The preferred embodiment of this invention is described in the context of a series of large diesel engines known as "Electro-Motive Diesels," manufactured by the Electro-Motive Division (EMD) of General Motors Corporation. It will be appreciated that the invention is not limited to improvements in EMD engines, but instead may be employed in other large diesel engines as well.

The large diesel engine systems employ a coolant system which includes typically two coolant pumps which pump coolant (typically a mixture of water and an anti-freeze solution) into the engine block. The pumps include suction inlets which receive coolant which is recirculated from the engine, having passed through a radiator(s) if necessary to cool the coolant to a desired temperature range, and which after cooling is passed through a lubrication oil cooler to cool the engine lubrication oil.

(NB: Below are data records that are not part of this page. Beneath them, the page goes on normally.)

Issue #1817, opened 2022-01-28
query by account tags


simonmichael:
The next step in #217, #1073 etc.: the `account` directive supports [tags](https://hledger.org/hledger.html#tags-1), but you can't match on them in queries. This would allow external tools, like charting scripts, to reliably select accounts by their [type](https://hledger.org/hledger.html#account-types). 

Eg to select asset accounts, something like this:

    hledger bal tag=type:A

Possible problems ?

- Standard tags behaviour is that posting-matching reports will also see tags from the parent transaction, and transaction-matching commands will also see tags from all postings. I'm not sure if this will be a problem.
- `tag=type:VAL` is a little clunky and VAL is an infix match so you'd need `tag=type:'^A'` to be (somewhat) robust
- you might want to also allow writing the long form `Asset` for readability, as the account type tag does.

If necessary, a specialised `atype:` query might be one way to solve these.

simonmichael:
I have a prototype working. More issues to consider:
- When matching account tags, should subaccounts inherit tags from their parents (always, never, sometimes) ? The `type:` tag is inherited.
- When matching account types, should it be possible to match inferred account types, not just declared ones ? I think this would be out of scope for `tag:` and would require a specialised query type (`atype:`).

simonmichael:
Merged; see also #1820.

PR #1819, opened 2022-01-29
feat: queries can now match account tags (#1817)

simonmichael:
For #1817:

Accounts, postings, and transactions can now all be filtered by the
tags in an account's declaration. In particular it's now possible to
more reliably select accounts by type, using their type: tag rather
than their name:

```
account myasset       ; type:Asset
account myliability   ; type:Liability

$ hledger accounts tag:type=^a
myasset
```

API changes:
A finalised Journal has a new jdeclaredaccounttags field
for easy lookup of account tags.
Query.matchesTaggedAccount is a tag-aware version of matchesAccount.

The current tests, to show how it behaves:
```shell
# Querying accounts by tag.
<
account a   ; type:A
account l   ; type:Liability
account r   ; type:R
account o   ; othertag:
account u

2022-01-01
  (r)        1

2022-01-02
  (a)        1
  (l)        1

# 7. We can match declared accounts by having a tag,
$ hledger -f- accounts --declared tag:.
a
l
r
o

# 8. not having a tag,
$ hledger -f- accounts --declared not:tag:.
u

# 9. or a tag and it's value. Tag values are matched infix.
$ hledger -f- accounts --declared tag:type=a
a
l

# 10. So we must anchor the regex to match single-letter account types.
$ hledger -f- accounts --declared tag:type=^a$
a

# 11. But if account type was declared in the long form, matching just one letter fails
$ hledger -f- accounts --declared tag:type=^l$

# 12. so we need to match more loosely
$ hledger -f- accounts --declared tag:type=^l
l

# 13. In the same way, we can match used accounts by tag.
$ hledger -f- accounts --used tag:type=r
r

# 14. We can match postings by their account's tags.
$ hledger -f- register -w80 tag:type=^a
2022-01-02                      (a)                              1             1

# 15. We can match transactions by their accounts' tags.
$ hledger -f- print tag:type=^a
2022-01-02
    (a)               1
    (l)               1

>=

# 16. And negatively match them by tag.
$ hledger -f- print tag:type=^a not:tag:type=^l

# 17. We can filter balance reports by account tags.
$ hledger -f- bal tag:type=^a
                   1  a
--------------------
                   1  

# 18. Postingless declared accounts in balance reports are also filtered.
$ hledger -f- bal -N --declared -E o u tag:othertag
                   0  o

```

### DIFF
--- a/hledger-lib/Hledger/Data/Journal.hs
+++ b/hledger-lib/Hledger/Data/Journal.hs
@@ -48,6 +48,8 @@ module Hledger.Data.Journal (
   journalAccountNamesDeclaredOrUsed,
   journalAccountNamesDeclaredOrImplied,
   journalAccountNames,
+  journalAccountTags,
+  journalInheritedAccountTags,
   -- journalAmountAndPriceCommodities,
   -- journalAmountStyles,
   -- overJournalAmounts,
@@ -103,7 +105,7 @@ import Control.Monad.State.Strict (StateT)
 import Data.Char (toUpper, isDigit)
 import Data.Default (Default(..))
 import Data.Foldable (toList)
-import Data.List ((\\), find, foldl', sortBy)
+import Data.List ((\\), find, foldl', sortBy, union)
 import Data.List.Extra (nubSort)
 import qualified Data.Map.Strict as M
 import Data.Maybe (catMaybes, fromMaybe, mapMaybe, maybeToList)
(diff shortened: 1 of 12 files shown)


simonmichael:
This PR page is strangely not updating right now. In case it doesn't fix itself, the latest commits can be seen at showing the latest https://github.com/simonmichael/hledger/commits/1817-query-acct-tags commits . Accounts now inherit tags from their parents, and this is ready for review/merge.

In a typical EMD engine system, a device called an aspirator is fitted in the coolant path between the oil cooler head and the pump suction inlets. The aspirator includes ports connected to a surge tank, ports which are connected to the two head outlets at the oil cooler, and two outlet ports which are connected to the suction inlets of the coolant pumps. The aspirator also includes a high pressure coolant line for recirculating coolant under pressure. The aspirator incorporates a venturi where the main flow stream of coolant is accelerated, creating a localized zone of higher velocity and lower pressure. In the vicinity of this venturi are the connection points for both the coolant surge tank and the recirculation line. The combination of the venturi and the pressurized recirculation provides a localized high velocity flow stream of coolant toward the general vicinity of the associated coolant pump suction to aid in avoidance of pump cavitation.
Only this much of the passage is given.